Michel Drescher wrote:
here're a couple of new and updated documents:
draft-ggf-jsdl-spec-0.9.5-01.doc The JSDL specification document itself. Contains all changes and decisions from the last phone conference.
jsdl-0.9.5-01.xsd The JSDL schema consistent (well, I hope so...) with the latest specification document.
apps-posix-0.1.xsd The schema defining the POSIXApplication element.
POSIXApplication-Example.xml A sample XML file using the POSIXApplication extension.

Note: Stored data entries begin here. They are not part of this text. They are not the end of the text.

PR #496, opened 2023-02-16
Refactor stores

ap0nia:
## Summary
- a store can be generally understood as "shared state" between components
- Added [zustand stores](https://github.com/pmndrs/zustand) to manage global/shared component state
- much less indirection and simpler flux pattern implementation

### Schedules
- `src/stores/schedule/index.ts` contains the (extremely simple) implementation of the schedule store, and defines any shared interfaces that can be used by external handlers
- all files next to that one export functions that will mutate the store on the caller's behalf
- when the store's stage changes, any components referring to the changed values will **magically** re-render (i.e. without having to emit events or explicitly listen/subscribing) 🪄 
- the store itself doesn't know anything about those functions; so each function provides "proxied access" to the store, simplifying the implementation of the store itself

### Search Form and Settings
- in the `settings` and `search` stores, the flux pattern is implemented directly in the stores because they're much simpler
- the stores contain values as well as the functions needed to mutate the store

## Why
- there's too many React state managers to justify not using one

## Test Plan
- after merging, gradually migrate components to invoke the functions from the new stores instead of the old ones

## TODO
- this is based off of @Voark 's schedule-refactor logic, and not everything has been fully implemented yet. But this is pretty representative of what I'd like to accomplish with this refactor.


src/actions/AppStoreActions.ts
```diff
@@ -13,15 +14,13 @@ import {
...
-import { VariantType } from 'notistack';
-
-import analyticsEnum, { logAnalytics } from '../analytics';
-import { LOAD_DATA_ENDPOINT, SAVE_DATA_ENDPOINT } from '../api/endpoints';
-import { SnackbarPosition } from '../components/AppBar/NotificationSnackbar';
-import { RepeatingCustomEvent } from '../components/Calendar/Toolbar/CustomEventDialog/CustomEventDialog';
-import { CourseDetails, courseNumAsDecimal, getCoursesData, termsInSchedule, warnMultipleTerms } from '../helpers';
-import { Section } from '../peterportal.types';
-import AppStore, { AppStoreCourse, ShortCourseInfo, UserData } from '../stores/AppStore';
+import analyticsEnum, { logAnalytics } from '$lib/analytics';
```
EricPedley: Can you resolve the merge conflicts with `main` and re-request review? The diff viewer is showing me these "changes" in the imports that are actually the same as main, and I think it's because it isn't ready to auto-merge.

EricPedley (changes requested):

ap0nia:
I modified the theme to the previous versions used for `App.tsx` e.g. here: https://github.com/icssc/AntAlmanac/blob/ea16a75475edbef293dcd80c1a6383bf50692c3b/src/components/App.tsx

Because according to the documentation, [nesting themes overrides theme](https://github.com/icssc/AntAlmanac/blob/ea16a75475edbef293dcd80c1a6383bf50692c3b/src/index.js); so I'm only going to keep the part of the theme initialized in `App.tsx` and ignore the theme that was also initialized here: https://github.com/icssc/AntAlmanac/blob/ea16a75475edbef293dcd80c1a6383bf50692c3b/src/index.js

src/actions/AppStoreActions.ts
ap0nia: 👍

ap0nia:
Will be closing since this doesn't affect the main branch and these strategies will be employed on the alpha branch

PR #497, opened 2023-02-18
Adding Sharability

stevenguyukai:
## Updates

1. Adding a Share button at the SectionTableButton, which will append the course code into the url param
AddShareButton
2. If the user enter the website with information in url, then showLegacySearch will be set to true and the parameter will be fill automatically for user. 
Param_URL
3. User still need to press the search button.


stevenguyukai:
I have thinking about when user search a course or department or professor, the link will automatically copied to users keyboard. But this can be very unexpected to user. Some time user's clipboard can contain important imformation or complex info.

src/components/RightPane/CoursePane/SearchForm/SectionCodeSearchBar.tsx
```diff
@@ -3,6 +3,11 @@ import React, { ChangeEvent, PureComponent } from 'react';
 
 import RightPaneStore from '../../RightPaneStore';
 
+const urlParamValue = new URLSearchParams(window.location.search).get("courseCode");
+if (String(urlParamValue) != "null" && String(urlParamValue) != ""){
```
EricPedley: Can you change this so it's comparing without typecasting?

src/components/RightPane/CoursePane/SearchForm/SectionCodeSearchBar.tsx
```diff
@@ -3,6 +3,11 @@ import React, { ChangeEvent, PureComponent } from 'react';
 
 import RightPaneStore from '../../RightPaneStore';
 
+const urlParamValue = new URLSearchParams(window.location.search).get("courseCode");
```
EricPedley: @bevm0 Do you know if this line being outside any function or class creates race conditions with orders of module loading or is it guaranteed to be loaded after `RightPaneStore` since it imports it, or is it at the same time because it's in the same bundle?

EricPedley (changes requested):
One small change to make and I also want to check with @bevm0 about whether or not it's fine to have unenclosed code in a module cause I forget the specific behavior of TS/JS in this case.

src/components/RightPane/CoursePane/SearchForm/SectionCodeSearchBar.tsx
ap0nia: @EricPedley I don't know, but honestly if it's even a consideration, I'd wager that the strategy could be improved.

TLDR
If you want the store value to be a certain value when the page loads...you should do that in the store? The `window` is not exclusive to this component; inside of the store itself you should have a conditional/ternary that assigns the value during its initialization.

Additional Help
I don't fully comprehend the full strategy, but feel free to reach out if you want to talk through implementations or solutions.

Other Notes:

- Newest Proposal
the solution proposed above doesn't solve the issue of reactivity: if the form or components changes, then url will still remain static. You may prefer a solution like the one below that's slightly more involved if you want reactivity

- Initial Proposal:
I haven't tried it, but I think an idiomatic solution would be to keep track of the `urlParamValue` as a state variable, then use `useEffect` (or something similar) to listen to `window.location.search` and then update that state variable to the latest value.

stevenguyukai:
## Updates (2)

1. URL param will change automatically when user changes the value in input box
Sample
2. User can use the paramed link to auto fill the input box

src/components/RightPane/CoursePane/SearchForm/CourseNumberSearchBar.tsx
```diff
@@ -7,14 +7,44 @@ interface CourseNumberSearchBarState {
...
+        courseNumber: RightPaneStore.getUrlCourseNumValue() != "null" && RightPaneStore.getUrlCourseNumValue() != "" && RightPaneStore.getUrlCourseNumValue() != " " 
+        ?
+        this.updateCourseNumAndGetFormData()
+        : 
+        RightPaneStore.getFormData().courseNumber,
+    };
+    
+    updateCourseNumAndGetFormData(){
+        RightPaneStore.updateFormValue("courseNumber", RightPaneStore.getUrlCourseNumValue()) 
+        return RightPaneStore.getFormData().courseNumber
```
ap0nia: I don't like this, but I can see why this might be necessary if the store lives completely detached from component lifecycles.

I'd recommend consolidating this into a single method; e.g.
```ts
state = {
   courseNumber: this.getCourseNumber()
}
```

The `getCourseNumber` method will be responsible for syncing both the state of the store and the component; it will abstract away the ternaries, and nested function calls.

src/components/RightPane/CoursePane/SearchForm/DeptSearchBar/DeptSearchBar.tsx
```diff
@@ -48,8 +60,17 @@ class DeptSearchBar extends PureComponent<DeptSearchBarProps, DeptSearchBarState
...
+                ?
+                this.updatedeptValueAndGetFormData()
+                : 
+                RightPaneStore.getFormData().deptValue,
+
+                deptLabel: RightPaneStore.getUrlDeptLabel() != "null" && RightPaneStore.getUrlDeptLabel() != "" && RightPaneStore.getUrlDeptLabel() != " " 
+                ?
+                this.updatedeptLabelAndGetFormData()
+                : 
+                RightPaneStore.getFormData().deptLabel,
```
ap0nia: You can implement the recommendation for the CourseNumbeSearch here as well, e.g. create a method that will abstract away all of these steps. Another benefit of this is that you're re-calculating function calls multiple times; having a dedicated function allows you to save them into local variables

src/components/RightPane/CoursePane/SearchForm/DeptSearchBar/DeptSearchBar.tsx
```diff
@@ -85,6 +106,29 @@ class DeptSearchBar extends PureComponent<DeptSearchBarProps, DeptSearchBarState
...
+            urlParam.append('deptValue', setDeptValue.deptValue);
+            const new_url = `?${urlParam.toString()}`;
+            window.history.replaceState(stateObj, "url", "/" + new_url);
+        }else{
+            if (urlParam.toString() == "" || urlParam.toString() == null){
+                const new_url = `${urlParam.toString()}`;
+                window.history.replaceState(stateObj, "url", "/" + new_url);
+            }else{
+                const new_url = `?${urlParam.toString()}`;
+                window.history.replaceState(stateObj, "url", "/" + new_url);
```
ap0nia: It isn't necessarily wrong to save to the window state...but it's kinda hacky if we're using react-router-dom; here's relevant notes in the documentation regarding history and location for the library: https://reactrouter.com/en/main/start/concepts#locations

It may be possible to more cleanly implement this feature if we use react-router-dom's total control over history state.

The crux of this lies in the fact that this app is *client-side routed*, all  traditional `window.history` calls, navigation, etc. are intercepted and handled by the client side router, not by the browser. The browser history only has entries because the client side router actually added those entries for you.

src/components/RightPane/CoursePane/SearchForm/SearchForm.tsx
```diff
@@ -49,7 +49,22 @@ const styles: Styles<Theme, object> = {
...
+    const urlParamValue4 = new URLSearchParams(window.location.search).get("deptValue") != "" && 
+                            new URLSearchParams(window.location.search).get("deptValue") != null;
+    const urlParamValue5 = new URLSearchParams(window.location.search).get("GE") != "" && 
+                            new URLSearchParams(window.location.search).get("GE") != null;
+    const urlParamValue6 = new URLSearchParams(window.location.search).get("term") != "" && 
+                            new URLSearchParams(window.location.search).get("term") != null;
+    const [showLegacySearch, setShowLegacySearch] = useState(urlParamValue1 == true || 
+                                urlParamValue2 == true || urlParamValue3 == true || 
+                                urlParamValue4 == true || urlParamValue5 || 
+                                urlParamValue6 == true == true ? true : false);
```
bevm0, line 67: This is fine, but I think it's a little awkward to manage form logic as component state; form logic should be tied to an external store, and the component should predictably read or write from/to that source of truth.

ap0nia (approved):
TLDR: LGTM lol
The code and strategy is unidiomatic for React. But the entire app is basically unidiomatic as a whole, so it's difficult to truly address it properly. 
I'd actually prefer these changes to be pushed sooner than later, since I'm better equipped to actually address these issues on my branch. The comments are provided as "food for thought" for future implementations.

PR #498, opened 2023-02-18
Custom Buttons

ap0nia:
## Summary
- Implement a variety of different buttons used on the website.

##  Effects on App
- Doesn't effect the app or website it any way
- They'll be implemented into the app during an "integration" phase where I'll transplant sections of the app with the versions I've re-written

## Details
- Implements existing functionality using Zustand stores and a looser flux pattern with more a terser, more idiomatic approach for modern React
- Since the buttons are mostly independent from the rest of the app, I located all buttons in the same place for now
- This can be adjusted as more of the app gets implemented; e.g. by locating the buttons in the same location as their usage
- may be missing some details with logging analytics, enqueuing snackbar notifications, etc.

## Future Follow Up
- I'd like to move "logging analytics" into the store actions instead of `onClick` handlers since this will simplify component logic and readability, but it seems not all events are tied to the actual change?
- e.g. `calendarActions.changeColor` appears to be triggered when clicking on the icon button, not during the actual color change
- Use the buttons in actual components once I'm able to use the ones I've written that connect to Zustand instead of events


src/lib/download.ts
```diff
@@ -0,0 +1,281 @@
+import { termData } from '$lib/termData'
```
ap0nia, line 1: I didn't write this code; I just cleaned it up and moved the logic outside of the component

MinhxNguyen7: Where did this come from?

src/components/Buttons/Undo.tsx
```diff
@@ -0,0 +1,17 @@
+import { IconButton, Tooltip } from '@mui/material'
+import { Undo as UndoIcon } from '@mui/icons-material'
+import { undo } from '$stores/schedule/commands'
+
+export default function UndoButton() {
+  function handleClick() {
+    undo()
```
MinhxNguyen7, line 7: Why wouldn't you move this into the button, i.e., `onClick={undo}`?

src/components/Buttons/Redo.tsx
```diff
@@ -0,0 +1,17 @@
+import { IconButton, Tooltip } from '@mui/material'
+import { Redo as RedoIcon } from '@mui/icons-material'
+import { redo } from '$stores/schedule/commands'
+
+export default function RedoButton() {
+  function handleClick() {
+    redo()
```
MinhxNguyen7, line 7: Why wouldn't you move this into the button, i.e., `onClick={redo}`?

MinhxNguyen7 (commented):
I've got some minor comments, but everything seems about right

src/components/Buttons/Undo.tsx
ap0nia: Yeah, that's valid. I'm just leaving it inside a function so all of the buttons have a similar interface and there's more flexibility to add error handling, callbacks, etc. to the undo call.

src/components/Buttons/Redo.tsx
ap0nia: Yeah I can; this is just a proposal and I just decided to wrap the redo call for the reasons above

src/lib/download.ts
ap0nia: The file is here: https://github.com/icssc/AntAlmanac/blob/custom-buttons/src/lib/termData.ts

You can view the TypeScript alias here in the "paths" property: https://github.com/icssc/AntAlmanac/blob/custom-buttons/tsconfig.json

And the build time resolution is handled by Vite in the config: https://github.com/icssc/AntAlmanac/blob/custom-buttons/vite.config.ts

PR #499, opened 2023-02-18
Calendar Overhaul

ap0nia:
## Summary
- Re-wrote the calendar in a separate components folder
- Uses functional components
- Tried to mimic as much of the functionality I noticed on the current calendar while simplifying the implementation and file organization as much as possible

## App Effects
- Doesn't affect the app in any way
- I can't override the current calendar because it depends on the AppStore, which this calendar doesn't use

## Future Follow Up
- substitute the calendar into the application
- this may take a while because it's strongly dependent on Zustand stores to provide the correct, most recent state data


ap0nia:
Might re-write with consideration for immediate compatibility for the main branch

PR #500, opened 2023-02-18
added custom header

ap0nia:
## Summary
Custom header


ap0nia:
Might re-write with consideration for immediate compatibility with the main branch. But will probably just keep local to the alpha branch

PR #501, opened 2023-02-18
custom schedule renderer

ap0nia:
## Summary
- A "schedule" component renders one entire section of this:
image

## Description:
- School: the first accordion that expands with more info about a school
- Department: the second accordion that expands with more info about a department
- Course: The header (buttons) with info about the course + the body with all courses available


ap0nia:
The render strategy for displaying Websoc results has been fully realized in the alpha branch, and I'll keep it local to there

PR #502, opened 2023-02-18
Map Re-write

ap0nia:
## Notes
- not functional because it uses the newest version of react-leaflet
- I just wanted the code to be reviewed


ap0nia:
Will rewrite with consideration for immediate compatibility with the current main branch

Looking pretty good (modulo the outcome of the UserId discussion ongoing in the other thread). Issues I've spotted on a quick read-through: 1: Section 6 is now inconsistent in its references to other terms (ProcessCount and TileSize are under POSIXApplication) 2: It is probably a good idea to move the section after the normative extensions section as well, in order to minimize forward references. 3: Resource/FileSystem/DiskSpace does not specify the units (only sensible values are bytes or 512-byte blocks; we probably want to specify bytes). 4: Many examples throughout Resource/FileSystem and R/FS/DS are out of date. 5: Subsubsection titles for 5.5.14 and 5.5.15 have extra spaces. 6: 8.1.3.1 states that argument whitespace must be collapsed. What does this mean? I've had use-cases in the past where I've wanted to pass pure-whitespace arguments to programs... 7: Examples in 8.1.3.6 sometimes use (old) Arguments element. 8: Input, Output and Error elements should state that we're talking about filenames relative to some known location (the job's working directory?) 9: First sentence of 8.1.10.1 should read: "This element is a positive integer that specifies the soft limit on the duration of the application's execution, in seconds." 10: All limit elements (8.1.10 through 8.1.22) should have a "Limit" suffix to their names for clarity. 11: Minor typos in 4.2.2.5.2's source expression. The translation is correct. 12: Figures 1 and 2 *still* need reworking so they don't look like embedded powerpoint... :^) 13: Need to state (in section 1) that JSDL is intended for use both on the Grid and elsewhere. This is important because it informs a number of our design decisions which would have been different had we been able to assume that we were encapsulated within some kind of service context. That's everything I can think of after a quick run-through. I might think of more later. :^) Donal.